Segment Open

PR #421, opened 2026-08-04
fix(dashboard): surface analytics overview timeouts instead of empty stats

### LINKED ISSUE #396: Overview page shows 0 requests / no traffic data on some projects (silent AbortError in root layout)
## Summary

On a self-hosted instance (v0.5.0), the Project Overview page's summary cards ("Server Requests", "Unique IPs", "Avg Response", "Bandwidth Out") and the "Traffic" chart show `0` / `N/A` / "No traffic data yet" on **some** projects, while other projects on the same instance/session render correctly with real numbers.

This is **not a data problem** — the underlying analytics endpoint returns correct, non-zero data for the affected projects. It's a client-side rendering issue.

## Reproduction

Across 5 projects on the same instance/org/session:
- `mesh-api`, `eyris` → Overview page renders real traffic numbers correctly.
- 3 other projects → Overview page consistently shows `0`/`N/A`/"No traffic data yet", on every reload.

For an affected project, calling the exact same endpoint the page itself calls, from the page's own JS context (same session cookies, same fetch call the frontend issues):

```js
await fetch('/api/proxy/api/analytics/overview?projectId=<id>&domain=<domain>', {credentials:'include'})
  .then(r => r.json())
  .then(j => j.data.summary)
// => { totalRequests: 3057, uniqueVisitors: 3010, avgResponseTimeMs: 63970, ... }
```

...returns correct real data. So the API layer and the exact request the frontend makes both work fine. The page just doesn't render it.

## Console error (only fires on affected projects)

On every load of an affected project's Overview page, and never on a working one, the console throws:

```
AbortError: signal is aborted without reason
    at app/layout-<hash>.js:31:3830
```

This fires from the root `layout.js` chunk (shared across all routes), suggesting a shared data-fetching hook's `AbortController` is being aborted before the request completes — likely a race condition tied to some per-project state, since it's consistent per-project (always fires for the same broken projects, never for the working ones) rather than random.

## Impact

Users lose visibility into real traffic/usage for affected projects directly in the dashboard, even though the data is being collected and is available via the API. Currently working around it by querying `/api/analytics/overview` directly / using external monitoring instead of the dashboard widget.

## Environment

- Self-hosted, release `v0.5.0`
- Reproduces consistently across multiple browser sessions/reloads on the same affected projects

santhiprakash:
Fixes #396. Analytics failures now show a retry action instead of zero traffic. The error is confined to overview statistics and traffic, so Monitoring keeps independent resource and geography data visible. Both tabs use the same error component.

Overview derives the selected domain during rendering and waits for the current project/domain before fetching. This avoids an unnecessary all-domain request on initial load or navigation. The shared cache rejects responses from invalidated requests, including polling; the overview request allows 60 seconds for aggregation.

Validated with 99 relevant dashboard cases across request lifecycle, rendered Monitoring panels, and connection discovery (98-case suite plus the added polling regression). Ten new cases fail against main. Dashboard TypeScript check passes. Targeting the bug integration branch for PR #892.


Hydralerne:
MonitoringTab blanks the whole tab (should-fix)
The MonitoringTab change is a full early return ([MonitoringTab.tsx:309](vscode-webview://0b81592da317tc1nu9cumdtma4747grfifg2i5s05u5oc8qmuocn/apps/dashboard/src/app/(dashboard)/projects/%5Bid%5D/components/MonitoringTab.tsx#L309)) that replaces the entire MonitoringView with the error card when /analytics/overview fails. But that view renders several independent data sources:

geo map + top paths → useAnalyticsGeo (separate cache)
CPU/memory resource charts → useProjectUsageHistory (a DB read, not edge aggregation)
live traffic feed → useProjectUsageStream (SSE, already has its own usageError/reconnect)
So an overview timeout now hides the resource charts and live feed that loaded fine. That's a resilience regression: before this PR, an overview failure left analytics null and the TrafficChart showed its empty state, but geo/usage/live still rendered. The fix should scope the error to the traffic chart/summary block — exactly the way OverviewTab already scopes it — not nuke the tab.

santhiprakash:
Pushed a follow-up commit to address the feedback.

The early return in `MonitoringTab` is gone. Instead, `MonitoringView` now accepts an `analyticsError` prop and scopes the retry card to the stats strip / traffic chart block only. The resources card, visitor map, live hits, top paths, response mix, and usage history all keep rendering when `/analytics/overview` fails, which matches the `OverviewTab` pattern.

What changed:
- Removed the whole-tab `if (showAnalyticsError)` early return from `MonitoringTab`.
- Added `analyticsError` and `onRetryAnalytics` props to `MonitoringView`.
- When `analyticsError` is set and not loading, `MonitoringView` replaces the stats strip and `CollapsibleCard` traffic block with the existing error card + retry button.
- The no-data prompt and traffic `CollapsibleCard` are suppressed while the error is shown.

Local verification:
- `bun run --cwd apps/dashboard lint` (tsc --noEmit) passes.
- `bun run --cwd apps/dashboard test` passes (447 tests, including `MonitoringView.test.tsx`).
- `bunx prettier --write` applied to the two modified files.

Please take another look when you have a moment.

Segment Closed

§ **Task requirements**
Answer with nothing but the count of lines in the entries that hold the word "consistently".

§ **Solution to this exercise**
2